Fadesoft Ransomware Removal Guide


What is Fadesoft Ransomware?

Fadesoft Ransomware has emerged as file encrypting virus. It commence its work with File encryption taking the help of AES and RSA ciphers. About 320 files have been found infected with it. The files carrying the extensions such as .mp3, .ofx, .m2, .sum, .qbb, .mpqge, .db0, .sid, .dotm, .vfs0, .slm, .docx, .bc7, .sldm, .zip, .gif, .vdf, .lua, .ps, .3gp, .asf, .vpk, .wps, .snx, .pak, .pfx, .srw, and many more are considered to be more prone to the target of Fadesoft Ransomware. In next step a ransom not appears on the desktop of PC with an objective to intimate the users about encryption. In the same text suggestions are also mentioned to get free from such issues. Users are asked to pay ransom of amount 0.33 Bitcoins within the stipulated time of 96 hrs to get the decryption key. For the purpose of making itself even more strong Fadesoft Ransomware infiltrates into the Windows registries and makes approach to get in contact with any one out of four C&C server on TOR network. It may also be responsible for the deletion of Shadow volume copies from the OS through the command →vssadmin.exe Delete Shadows /All /Quiet.

The ransom note is contained with following messages:

The encrypted files does not get any new extension but its header and content gets altered. These affected files look as black icons. The time taken to finish the encryption process may vary between half an hrs to few hrs. Some of the directories like Windows, games, Intel, system volumes, recycle bin, cookies have been reported out of the target list of Fadesoft Ransomware.

Ways of getting Fadesoft Ransomware onto PC

Fadesoft Ransomware gets on to the PC on the basis of various ways. Users when connect their PC to Internet then the possibility of getting your PC infected with detrimental components become more prominent. The presence of spam emails has been found as one of the most and easy method for its distribution. Other than these the existing payload files on social media sites and the activity of sharing the files online also plays an important role in making PC infected with Fadesoft Ransomware.

The aftermaths of Fadesoft Ransomware

  • Fadesoft Ransomware after appearing onto the PC encrypts about 320 files and turns it inaccessible for users.
  • At the end of encryption process a ransom note is flashed to ask users for paying ransom of amount 0.33 BTC.
  • This ransomware is also capable of erasing the shadow volume copies from OS through the command →vssadmin.exe Delete Shadows /All /Quiet.
  • Fadesoft Ransomware takes entry inside the Windows registries to ensure its function itself on each windows start up.

How to tackle the attack of Fadesoft Ransomware

The experts have analyzed that if users think to make payment to get their files back encrypted by Fadesoft Ransomware, then it would be totally wastage of money and nothing else.

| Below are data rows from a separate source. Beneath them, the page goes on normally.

Issue #783, opened 2026-08-02
[functionality] debug_runtime resident memory grows to multiple GiB over long sessions


tommy-xr:
During a ~35-minute stepped hydro2 session, host free disk fell to 0 bytes and only recovered when the runtime exited — final shutdown freed ~5.5 GiB (208 MiB → 5.7 GiB free), with stdout already redirected to /dev/null. That points at resident runtime memory being swapped out (macOS swap lives on the root volume), i.e. unbounded memory growth over a long session (screenshots, step loop, or asset/texture accumulation are candidates).

**Repro sketch:** launch `cargo dbgr --mission hydro2.mis`, load a mid-game save, alternate /v1/step + /v1/screenshot for ~30+ minutes, watch RSS/swap grow (e.g. `footprint`/`vmmap` snapshots every 5 min).

Med [functionality]. Needs profiling investigation; a concurrent build on the host contributed disk pressure but not the runtime-exit reclaim.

The utilized ciphers are strong in such a way that it is not possible to build any decryption key to break it. Therefore this ransomware may be removed by using reliable anti malware program. A backup must be there for all saved files inside the PC so that recovery may be possible by uploading it.

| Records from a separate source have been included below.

PR #800, opened 2026-08-03
fix(physics): put the player camera at the head sphere

### LINKED ISSUE #795: [gameplay] Authored corpse containers cannot be frobbed by the flat interaction ray
## Summary

`HYD Male Corpse` / `HYD Female Corpse` entities (ContainerScript, model `corm_hyd`) are never selected by the flat-mode interaction ray: no highlight, no hover label, no container panel — verified across a 35-point aim sweep at 1.2u range and multiple positions. A debug Frob message opens the container instantly and lists its contents (Hydro Card B), so the container logic itself works; only ray selection fails. Crates, desks, and creature corpses select fine with the identical production frob, and the corpse has a physics body in the same kinematic/selectable group as a working desk.

**Impact: campaign blocker.** All three Hydro deck keycards (A/B/D) are stored in such corpses, gating the card chain → hydro1/hydro3 bulkheads → ACR1/ACR4.

## Likely regression

Earlier sessions (iterations 17 and 20 of this campaign) looted corpse containers fine on older builds; the tree has since advanced past #767 (`fix(physics): restore model-bounds colliders`, cd00795f). Check whether the restored model-bounds collider for `corm_hyd` changed the raycast target (e.g. ray now hits a collider not mapped back to the entity, or the corpse's selectable body was replaced).

## Repro

hydro2.mis, walk to a HYD corpse (e.g. near (73.08, −0.76, −14.92)) and aim at it in use mode — no selection. A hashed local repro save exists (`iter21_corpse_frob_repro`, SHA-256 c4e0fd2e714c7246d7f723c03667130984a76ac5df4b731bccaaa99c70a2db17, player at (73.08, −0.76, −14.92)).

High [gameplay] bug — blocker.

tommy-xr:
## Summary

hydro2's `HYD Male Corpse` (mission object 754, holds **Hydro Card B**) could not be highlighted or frobbed by the flat interaction ray. The container logic was never at fault - a debug `Frob` opened it fine.

Root cause: **the player's camera sat above the player's own head.** `PLAYER_EYE_HEIGHT` was a magic `4.0` SS2 ft above the body origin, but the standing collision capsule is `6.0` ft tall, so its crown is at `+3.0`. The eye was therefore **1.0 ft above the collider crown — 7.1 ft above the feet for a 6-foot body.** That corpse lies in an alcove with a **7-foot ceiling** (floor `-1.96`, ceiling `0.80`): the body clears it, the camera does not. The eye lands at `0.844`, *outside* the room, so the crosshair ray starts above the ceiling and hits it `0.05` units in front of the eye. Nothing in that alcove can be selected, and the view renders from above the slab.

The fix derives the eye from the original game's camera placement instead of a magic constant. The original anchors the first-person viewpoint to the player's **head sphere** — `PLAYER_HEAD_POS = (PLAYER_HEIGHT / 2) - PLAYER_RADIUS` = **1.8 ft** above the body origin, from the same `PLAYER_RADIUS 1.2` / `PLAYER_HEIGHT 6.0` collision profile this repo already matches — and then raises it by a separate **default eye offset of 0.8 ft** (configurable as `"eyeloc"`; our data ships no override). Standing eye = 1.8 + 0.8 = **2.6 ft above the body center, i.e. 5.6 ft above the floor**.

Both halves are named constants (`physics::PLAYER_HEAD_POS`, `physics::PLAYER_EYE_OFFSET`) and the head half is derived from the collision profile, so the camera stays *inside* the capsule by construction: 2.6 ft is still 0.4 ft below the 3.0 ft crown, and a future footprint change cannot push the eye back through ceilings.

Two consequences of moving the eye *into* the capsule are handled in the second commit:

- The flat projectile ray starts at the camera and includes the `PLAYER` group (so AI shots can hit the player). With the eye inside the capsule, Rapier's solid raycast reported the shooter's own collider as a distance-0 hit and **every flat shot resolved on the player** (terrain spangs, metal impact sounds). A camera-origin ray is by definition the player's own shot, so it now drops `PLAYER`; AI/turret projectiles keep it.
- `THROW_SPAWN_DISTANCE` (0.5) no longer cleared the capsule radius (0.48) for a downward throw; it is now derived from that radius.

## Regression window

Not #767 (`fix(physics): restore model-bounds colliders`) as the issue suspected - **it is #712** (`fix(physics): restore original player footprint`, `962a2a2b`). The eye offset is measured from the capsule **center**, so restoring the standing capsule from 4.8 ft to the authentic 6.0 ft raised the camera 0.6 ft and pushed it over this 7-foot ceiling.

Same deterministic probe (17 standing aim points ringing the corpse, production camera height, crosshair ray with the flat controller's mask):

| build | camera y | corpse selected |
| --- | --- | --- |
| `962a2a2b~1` (before #712) | 0.604 | **yes** (8/17, incl. ang 0 @ 1.5u) |
| `cd00795f~1` (after #712, before #767) | 0.844 | **no** at every level-floor point; ray stops on the ceiling at 0.051u |
| `cd00795f` (main, after #767) | 0.844 | **no** - byte-identical to the line above, so #767 is exonerated |
| this branch | 0.284 | **yes** |

Camera y for this branch is measured from the runtime (`/v1/info`): body center `-0.756` + the live `camera_offset` `1.04` world units (= 2.6 SS2 ft / 2.5), i.e. `2.24` world units (5.6 ft) above the `-1.96` floor and `0.52` units below the `0.80` ceiling. (An earlier revision of this table listed `0.684` for this row; that probe added the eye offset to a position that already included it.)

## Tests

- **Negative-first unit** (`shock2vr/src/physics/mod.rs`): a seven-foot room built from real `WorldRep`-style level geometry, a `selectable` container on the floor, and the flat controller's exact crosshair mask. With the old 4.0 ft eye it resolves to the ceiling (`hit ... at Point3 [0.033, 2.8, 0.0]`); with the fix it resolves to the container. A fixture precondition asserts the pre-fix eye really would have escaped this room, so the repro can't silently stop biting. A second test pins the eye to `PLAYER_HEAD_POS + PLAYER_EYE_OFFSET` and asserts it sits strictly below the capsule crown.
- **Negative-first unit** (`internal_fast_projectile.rs`): a shot fired from the player's own eye reaches the target, not the shooter; the existing "an AI/turret projectile must be able to hit the player" test still passes.
- **Negative-first e2e** (`tools/shock2-sdk/test/hydro2-corpse-frob.e2e.test.ts`): stands at the campaign repro spot, aims with the production `aimAt`, squeezes, and asserts the loot MFD opens bound to the corpse and lists Hydro Card B. On `cd00795f~1`: `active_panel: null`. On this branch: passes.
- `cargo fmt --all`, `RUSTFLAGS="-D warnings" cargo check -p shock2vr -p desktop_runtime -p debug_runtime`, `cargo test -p shock2vr` (426 passed), SDK `npm test` (26 passed), full `npm run test:e2e`.
- Several SDK aim fixtures encoded the old camera height (hardcoded `body + 1.6` look targets, a fixed keypad pitch, the Earth world-use staging offset). They now use the exported `PLAYER_EYE_HEIGHT_WORLD` (0.72 -> **1.04** world units with the eye offset) or the production `aimAt`, and `/v1/info` now reports the **live** eye height so automation aims correctly while crouched too.

Fixes #795

## Visual verification

camera head-sphere fix demo

<sub>hydro2 alcove, this branch: the camera pans down onto the <code>HYD Male Corpse</code>, which now highlights (hover label + selection brackets), and a frob opens the SEARCH loot MFD listing <b>Hydro Card B</b>. Captured headlessly via the debug runtime (<code>/v1/step</code> + <code>/v1/screenshot</code>, deterministic fixed-timestep). <b>Note:</b> these captures predate the eye-offset commit, so they show the camera 0.8 ft (0.32 world units) lower than the current build; the alcove is reachable at both heights and the e2e frob test passes on the current build.</sub>

### Before → after

before/after

<sub>Same position and the same aim quaternion on both builds. Before (<code>origin/main~</code>): the eye is above the alcove's 7-ft ceiling, so the view is the featureless top of the ceiling slab and the crosshair ray never reaches the room — <code>/v1/ui</code> stays <code>active_panel: null</code> after a frob. After: the eye is at the original's standing height (head sphere + eye offset), inside the capsule and inside the alcove.</sub>

### DIFF
--- a/projects/flat-weapon-handling.md
+++ b/projects/flat-weapon-handling.md
@@ -106,7 +106,8 @@ Done:
   rotation — applying it over-rotates each gun by exactly its heading — so it is
   deliberately unused.
 - **Eye-height alignment** — the shot origin + viewmodel use the shared
-  `shock2vr::PLAYER_EYE_HEIGHT` (4.0 SS2 units), matching every runtime's render
+  `shock2vr::PLAYER_EYE_HEIGHT` (the original engine's `PLAYER_HEAD` sphere,
+  1.8 SS2 units above the body origin), matching every runtime's render
   camera, so shots land on the crosshair and the debug-runtime camera matches
   desktop (was rendering ~1 world unit low).
 - **Tooling**: debug-runtime controllable input over HTTP (`head.look` + hand
--- a/projects/flat-weapon-handling.md
+++ b/projects/flat-weapon-handling.md
@@ -106,8 +106,9 @@ Done:
   rotation — applying it over-rotates each gun by exactly its heading — so it is
   deliberately unused.
 - **Eye-height alignment** — the shot origin + viewmodel use the shared
-  `shock2vr::PLAYER_EYE_HEIGHT` (the original engine's `PLAYER_HEAD` sphere,
-  1.8 SS2 units above the body origin), matching every runtime's render
+  `shock2vr::PLAYER_EYE_HEIGHT` (the original game's camera placement: the
+  head sphere 1.8 SS2 units above the body origin plus the 0.8 eye offset =
+  2.6, i.e. 5.6 ft above the floor), matching every runtime's render
   camera, so shots land on the crosshair and the debug-runtime camera matches
   desktop (was rendering ~1 world unit low).
 - **Tooling**: debug-runtime controllable input over HTTP (`head.look` + hand
--- a/runtimes/debug_runtime/src/main.rs
+++ b/runtimes/debug_runtime/src/main.rs
@@ -1970,7 +1970,9 @@ fn capture_frame_snapshot(game: &Game, time: &Time, frame_counter: u64) -> Frame
                     .as_ref()
                     .map(|s| s.life_state.clone())
                     .unwrap_or_else(|| "alive".to_owned()),
-                camera_offset: [0.0, shock2vr::PLAYER_EYE_HEIGHT / SCALE_FACTOR, 0.0],
+                // The LIVE eye height, not the standing constant: automation
+                // aims from this, and a crouched player's camera is lower.
+                camera_offset: [0.0, game.player_eye_height() / SCALE_FACTOR, 0.0],
                 camera_rotation: [1.0, 0.0, 0.0, 0.0], // TODO: Get camera rotation
                 wielded_entity_id: state.as_ref().and_then(|s| s.wielded_entity_id),
                 right_hand_entity_id: state.as_ref().and_then(|s| s.right_hand_entity_id),
--- a/shock2vr/src/lib.rs
+++ b/shock2vr/src/lib.rs
@@ -52,15 +52,17 @@ pub use mission::visibility_engine::CullingInfo;
 /// this for [`PLAYER_CROUCH_EYE_HEIGHT`] - flat runtimes should use
 /// [`Game::player_eye_height`] rather than reading the constants directly.
 ///
-/// This is the original engine's `PLAYER_HEAD` sphere: Dark's first-person
-/// camera IS that submodel's location (`CameraUpdate` calls
-/// `PhysGetSubModLocation(objid, 0 /* PLAYER_HEAD */)`), and the sphere sits at
-/// `PLAYER_HEAD_POS = (PLAYER_HEIGHT / 2) - PLAYER_RADIUS` above the body
-/// origin. Deriving it from the collision profile keeps the eye *inside* the
-/// standing collider: an eye above the crown starts the crosshair ray outside
-/// any room whose ceiling the body itself clears, so the ray hits that ceiling
-/// from above and nothing in the room can be highlighted or frobbed (#795).
-pub const PLAYER_EYE_HEIGHT: f32 = physics::PLAYER_HEAD_POS;
+/// This follows the original game's camera placement: the viewpoint is
+/// anchored to the player's head sphere - `(PLAYER_HEIGHT / 2) -
+/// PLAYER_RADIUS` = 1.8 ft above the body origin - and then raised by the
+/// default eye offset ("eyeloc") of 0.8 ft, for a standing eye 2.6 ft above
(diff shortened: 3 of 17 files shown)


tommy-xr:
👀 The eye height ends up feeling incorrect with this fix in place for flat - it's too low.

tommy-xr:
**Follow-up: the camera was still 0.8 ft below the original's standing eye.**

The first pass put the camera at the head sphere center (1.8 ft above the body origin). That is where the original *locates* the head, but not where it puts the viewpoint: it then raises the camera by a separate default eye offset of **0.8 ft** (configurable as `"eyeloc"`; our data ships no override). So the branch as first pushed sat 0.8 ft low, which is noticeable in play.

`f234f32` adds a named `physics::PLAYER_EYE_OFFSET = 0.8` beside `PLAYER_HEAD_POS` and derives the standing eye from their sum:

- **2.6 SS2 ft above the capsule center = 5.6 ft above the floor**, matching the original's standing eye.
- Still 0.4 ft below the 3.0 ft capsule crown, so the #795 property that the camera is inside the collider by construction still holds.
- Crouch (`PLAYER_CROUCH_EYE_HEIGHT` = 1.2) is deliberately untouched — crouch parity is its own issue.
- SDK `PLAYER_EYE_HEIGHT_WORLD` 0.72 → **1.04** world units to match.

Verified at the taller eye: `cargo test -p shock2vr` 426 passed / 0 failed (including the seven-foot-room crosshair fixture — eye 5.6 ft under a 7 ft ceiling), SDK `npm test` 26 passed / 0 failed, and the `hydro2-corpse-frob` e2e still opens the corpse's loot MFD with Hydro Card B. Measured in hydro2 at the repro spot: body center `-0.756`, `camera_offset` `1.04`, camera y `0.284`, ceiling `0.80`.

Follow Steps to Remove Fadesoft Ransomware from PC

Step 1: Know How to Reboot Windows PC in Safe Mode (This guide is meant for novice users)

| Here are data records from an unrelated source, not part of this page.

Issue #801, opened 2026-08-03
[physics] Hydro2 QBR alcove collision pocket permanently strands the player (respawn can land in it)


tommy-xr:
## Summary

A collision pocket at x≈43.72 in the hydro2 Resurrection Station alcove immobilizes the player completely: bounded move reports blocked/0.0 in 8 directions AND raw thumbstick input (12 headings × 5 stick combos × 60 frames) moves the player 0.0. One metre away on the QBR pad, movement is normal.

**Critical aggravator: QBR reconstruction can drop the player INTO the pocket** — observed live: a death respawned the player at (43.78, 3.64, 31.46) and the run ended there. Any death on Deck 3 can permanently end a session.

## Evidence

- Place, not save: a freshly launched runtime teleported to the spot is equally stuck; save/load round-trips elsewhere are clean.
- Hashed local repro saves: `iter22_qbr_respawn_wedge_repro` (SHA-256 5ab601ae8b213c0448c6250211e525bbb2b7f78591518fad0cd224a954eff54d, player (43.72, 3.69, 31.32)) and `iter22_frontier_wedge_repro` (SHA-256 726918df798aaeed0872cb3edbb51bb8ad1efaabccf98986455bb1d0d3b50b21).

## Expected

The alcove floor around the QBR pad is walkable (it is in retail SS2), and QBR reconstruction places the player at a spot from which they can move.

High [physics] bug — campaign blocker (converts every Deck 3 death into a potential run-ender).

campaign: engineering-through-shodan · none · legacy · seed 1378752978

PR #685, opened 2026-07-28
fix(physics): stop dead creatures blocking players

tommy-xr:
Fixes #562
Fixes #716

### Exact Operations blocker

Campaign: `custom Operations→SHODAN · detailed · System Shock 2: 25th Anniversary Remaster assets · legacy pre-randomization ledger (no seed)`

On unmodified baseline `c07099af`, cold-load the locally retained save `campaign_ops_shodan_25th_iter03_corpse_block_20260808` (3,090,510 bytes; SHA-256 `6576c87093e72a865ce27b85e0077e4c96ad422eebef0dce4e77fdda261969e8`). The save is intentionally not published because it contains player/campaign state and retail-derived data.

The normally killed Protocol Droid (stable ops2 mission object `354`) lies transversely across the only ~2.5-unit Crew-lower catwalk near `(63.25, -9.50, 107.33)`. It remains visibly present and its empty SEARCH panel opens normally, but its one sleeping dynamic body reports `blocks_player: true` and `blocks_actor: true`.

From the saved player position `(64.25889, -9.95597, 108.02995)`:

- Collision-checked movement toward five center/edge lanes beyond the corpse advances only ~0.000–0.006 units and never crosses south of `z=106.4`.
- 180 fixed frames of normal production thumbstick input likewise stop at `z=108.02429`.
- Railings and walls close both edges, so there is no player-sized route around it.

The new exact-save E2E failed negative-first on main at `blocks_player true !== false`.

### Restarted Engineering campaign revalidation

Campaign: `engineering · verify-camera-alarms · 25th · seed 839293941`

A fresh `eng1.mis` run killed the authored OG-Pipes (stable mission objects `924` and `1670`) through ordinary `Damage`. On current `origin/main` (`ff09cde1`), the focused negative-first check retained the living `actor` collision group. The rebased fix leaves both corpses present and dead while reporting `blocks_player: false`, `blocks_actor: false`, and collision group `selectable`. The same result holds after loading the locally retained reproduction save `pt-eng-iter0-corpse-choke-repro` (SHA-256 `723672f4811b84bec72e1c3e935b8b28b39071e07f2c678fa7ee176146974884`). The save is intentionally not published because it contains player/campaign state and retail-derived data.

Adversarial review downgraded this occurrence from blocker to playable/non-blocking: an ordinary jump plus forward movement clears the narrow coolant-pipe choke on unmodified main. The retained collider is still a real defect covered by #562, but it did not gate campaign progress and this PR was not stacked onto the campaign branch.

[...]

PR #810, opened 2026-08-03
fix(physics): stop unsimulated debris wedging the player

### LINKED ISSUE #803: [physics] Kinematic debris bodies (Eggbit gibs, corpse rigid bodies) wedge the player
## Summary

Two related immobilization sources from campaign iteration 23 (hydro2 cold storage):

1. **Eggbit gibs**: annelid Floor Pods block cold-storage aisles and must be smashed; smashing one leaves permanent kinematic gib bodies that can wedge the player completely — immobilized at (36.15, −7.41, −32.28) with 5.2u of raycast-open floor to the west. Repro save `iter23_eggbit_wedge_repro` (SHA-256 cdd3e5aca4865d4d24d7f2f6a653fad24b06834c96ba96dd69c9fae37dc8a50c).
2. **Corpse rigid bodies pinch the player** in narrow aisles (Med) — same symptom family.

## Expected

Small debris (gibs) should not be solid to the player capsule (retail SS2 gibs are decorative), and depenetration should recover a capsule overlapped by kinematic debris rather than yielding 0-movement in all directions. Possibly the same depenetration robustness gap as #801.

Med-High [physics]. Both wedges were escaped only by save reload.

tommy-xr:
Fixes #803

> **Stacked on #805** (`fix/801-qbr-alcove-wedge`). It reuses that branch's
> `CollisionGroup::non_solid_to_player` helper; review this PR's own diff with
> `git diff origin/fix/801-qbr-alcove-wedge...HEAD`. Rebase onto `main` once #805 lands.

## Summary

- an object Dark simulates as a **movable** sphere, for which this engine can only stand in an **immovable kinematic box**, no longer stops the player capsule — smashed Floor Pod gibs stop sealing hydro2's cold-storage aisles
- the debris keeps its collider, its `entity` membership and everything built on it: raycasts, frobbing, projectiles and AI are untouched
- `/v1/physics/bodies` now reports `blocks_player`, because collision-group *membership* cannot show that a collider stopped filtering on the player

## Root cause

`Eggbit` (template `-4647`), the gib a smashed annelid Floor Pod flinderizes into, inherits `PropPhysType { SPHERE }` from `Monster Parts` (`-2182`) and carries **no `P$PhysDims` anywhere in its chain**, and no `P$FrobInfo`. It therefore lands in `entity_creator`'s non-frobbable branch on the #597/#767 model-bounds path, where a dimension-less object is given a **kinematic** collider — deliberately, because that fallback exists to make static geometry solid.

Measured live in `hydro2.mis` after smashing the cold-storage pod (mission object `1354`):

```
Eggbit  kinematic  pos [39.11, -8.34, -29.50]  groups ["entity"]  blocks_player true
Eggbit  kinematic  pos [40.75, -7.56, -29.03]  groups ["entity"]  blocks_player true
Eggbit  kinematic  pos [40.82, -7.70, -29.76]  groups ["entity"]  blocks_player true
```

collider half-extents ≈ 0.33 x 0.37 x 0.16 wu, against a 0.48-radius player capsule.

A kinematic body never yields, and rapier 0.31's `KinematicCharacterController` has **no depenetration pass** (`check_and_fix_penetrations` is a no-op), so a capsule overlapping one resolves to a zero-length move — in every direction, forever (the same substrate as #801). Because the pods block aisles the player is *required* to smash through, a gib that lands against them is a softlock. The campaign escaped it only by reloading, and gibs are not persisted, which is why the repro save loads free.

## Why this is faithful

`PhysType` is what makes an object physical in Dark, and **which** model it gets says what kind of object it is: `OBB` is the static/terrain/door model, `SPHERE` is the *simulated* one — a sphere hull under rigid-body dynamics that the player pushes out of the way. The shipped data separates cleanly along that line:

| class | example templates | `PhysType` | `Immobile` |
| --- | --- | --- | --- |
| terrain, structural, windows, doors | `Structural` −491, `Windows` −248, `Ladders` −783 | OBB | yes |
| gibs / debris / gore | `Monster Parts` −2182, `SecDroid Parts` −2888, `Chair Parts` −4820, `Misc Parts` −4832, `Gore` −197 | SPHERE | no |

Flinderize itself says the same thing: the link carries an **impulse**, and `slay_entity` calls `set_velocity` on the spawned flinder — it is meant to fly, bounce and be shoved. Our stand-in cannot move at all, which is not "more solid than retail", it is a different object: an invisible pillar where retail has a thing you kick aside.

Since this engine cannot push debris (the character controller applies no collision impulses), the closest faithful residue is that the debris does not stop the player. That is the same call #685 made for corpses.

## Per-class decisions

- **Gibs / loose debris (this PR)** — non-frobbable, `PhysType SPHERE`, no authored `P$PhysDims`, no `P$Immobile`, not climbable → keep the collider, drop `PLAYER` from its filter.
- **Corpses** — #803's second symptom is freshly-killed AI corpses (dynamic capsules, mass 0.33) drifting into the player and pinching them against geometry. That is exactly what **#685** ("stop dead creatures blocking players") fixes, with a `corpse()` group that keeps the body on `WORLD` and in selection rays but out of the player's way. Not duplicated here — #803 closes when both land.
- **Pre-placed corpse props** are unaffected by either: they carry `P$FrobInfo` and go down the creature branch.

## Scope

Measured, not argued: every mission in `Data/` was loaded and every body reporting `blocks_player: false` was resolved back to its template.

- **732 such bodies across all 23 missions. 729 of them are #805's typeless frobbables** (buttons, card slots, computers, keypads, audio logs, trainers, `RepBase`, pictures, `Debris #N` piles, ectoplasm).
- **This change adds exactly three**: `Cut Head` (template `-916`, `Gore` → `Decorative`, `PhysType SPHERE`, no dims, not immobile) — one in `many.mis`, two in `rec1.mis`. A severed-head prop; in retail you kick it around.
- Everything else it affects is **spawned at runtime**: gibs and droid/chair/misc parts from deaths and destruction.
- Nothing climbable, structural, door-like or `Immobile` is in the set; `!is_climbable` is asserted locally rather than relying on every ladder inheriting `PropImmobile`.
- Frob/selection/melee/projectile raycasts build `InteractionGroups::new(ALL, groups)`, so dropping `PLAYER` from a *collider's* filter leaves gibs shootable and selectable, and `ENTITY ↔ ENTITY` is untouched, so AI still collides with them.
- Objects authored explicitly mobile (`PropImmobile(false)` — `Chairs`, `Crystals`, `BrainBoss Pieces`) are deliberately **not** swept in: the branch uses the same property-presence test the dynamic path beside it already uses, and none of them is a reported wedge.

## Evidence

Both runs are the same probe on the same commit with the rule enabled / disabled; gib scatter is randomized per run, so each build carries its own pre-smash control.

**Grid probe** — 49 poses on a 0.4 lattice around the cold-storage pod, `/v1/player/move` best of 8 compass directions, before and after smashing the pod:

| | gibs' `blocks_player` | cells open before smash | cells open after smash | cells the gibs newly froze to 0 |
| before | true, true, true | 49 / 49 | 48 / 49 | **1** (1.000 → 0.024) |
| after | false, false, false | 49 / 49 | 49 / 49 | **0** |

**Standing on the debris** — smash every Floor Pod in hydro2's cold storage and south half, drop the player onto each resulting gib, best of 8 bounded moves:

| | poses sampled | fully frozen (0.000 in all 8 directions) |
| --- | --- | --- |
| before | 26 | **2** |
| after | 27 | **0** |

Every "after" pose reached the full 1.0 wu the probe asks for.

## Verification

- `RUSTFLAGS="-D warnings" cargo check --all-targets -p shock2vr -p desktop_runtime -p debug_runtime -p dark_query -p dark_viewer -p debug_command -p engine` — clean
- `cargo test -p shock2vr` — 427 passed
- `cargo fmt --all` — clean
- `entity_creator::tests::dimensionless_movable_debris_does_not_block_the_player` covers the shipped conditional (CI does not run e2e, so the behaviour change needs a unit test). **Negative-first verified**: with the new branch disabled it fails on `SPHERE (immobile: false) should not block the player`
- `entity_creator::tests::dimensionless_sphere_never_becomes_dynamic` now also asserts a climbable stays solid
- new `tools/shock2-sdk/test/debris-wedge.e2e.test.ts`; **negative-first verified** — with the rule disabled it fails with `gib 249 at [39.02, -7.49, -30.03] must not be solid to the player`
- full `SHOCK2_E2E=1 npm run test:e2e` — 197 tests, 194 passed, 0 failed, 3 skipped
- re-ran the movement- and physics-adjacent e2e on the final commit — 42/42: `debris-wedge`, `qbr-alcove-clearance` (#801), `model-bounds-colliders` (#597/#767), `climbing`, `jump`, `player-move`, `crouch-shaft`, `flinderize`, `monster-death`, `ragdoll-death`, `world-frob-pickup`, and all 23 mission loads

## Review

Both `/xreview` engines ran over the diff. Their agreed findings are fixed in the second commit: a climbable that reached the rule would have become unclimbable as well as walk-through (the climb probe queries as `PLAYER` too); `blocks_player` claimed more than it checked (player casts exclude sensors and require `ALL_COLLIDABLE` membership); and the new physics wedge test duplicated the frob-box wedge test beside it, so it was dropped — the mechanism is already covered there, and what this change actually decides is covered by the entity_creator test.

## Not fixed here

Gibs hang in mid-air where they spawn: `slay_entity` gives every flinder the impulse its Flinderize link authors, but a `kinematic_position_based` body ignores both that and gravity, so a smashed pod leaves its gibs floating inside the volume it occupied. Filed as #815 — it is a simulation/visual gap, not the softlock.


tommy-xr:
⚠️ Triage: should AI also not be blocked by these?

Step 2: Fadesoft Ransomware removal Using System Restore

Still, if you are facing problem in rebooting PC in Safe mode, opt for System Restore. Follow the steps given below.

Prss F8 continously until you get Windows Advanced Options Menu on Computer Monitor. Now Choose Safe Mode with Command Prompt Option and Tap enter


In the Command Prompt Windows, you need to type this command : cd restore and Select Enter



Now type rstrui.exe as command and press on Enter


This will open a new window to Restore System Files and Settings. Click on Next to proceed.


Kindly select the Restore Point from the date you want to restore back your system as it was earlier to Fadesoft Ransomware attack


Step 3 Use ShadowExplorer to Restore Fadesoft Ransomware Encrypted Files 

Alternatively, you can also use ShadowExplorer to Restore Encrypted files due to Fadesoft Ransomware Attack.

When Fadesoft Ransomware attacks it generally tries to delete all shadows copies which is stored in your computer. But there are chances that Fadesoft Ransomware is not able to delete the shadow copies everytime. So you need to restore the original files using shadow copies.

Follow these simple steps to restore original files through shadowexplorer

  1. you need to download shadowexplorer link from http://www.shadowexplorer.com/downloads.html
  2. Install it on your system
  3. Now you need to open shadowexplorer and select c: drive on left panel
  1. img1

Step 4

Another method for recovering your decrypted files are file recovery software

If above methods are not successful you can go for file recovery software. It can be helpful in recovering your encrypted files as Fadesoft Ransomware first makes a copy of original files and then encrypt it. After encryption it deletes the original files. So there is high probability that these file recovery software can help you in recovering your original files.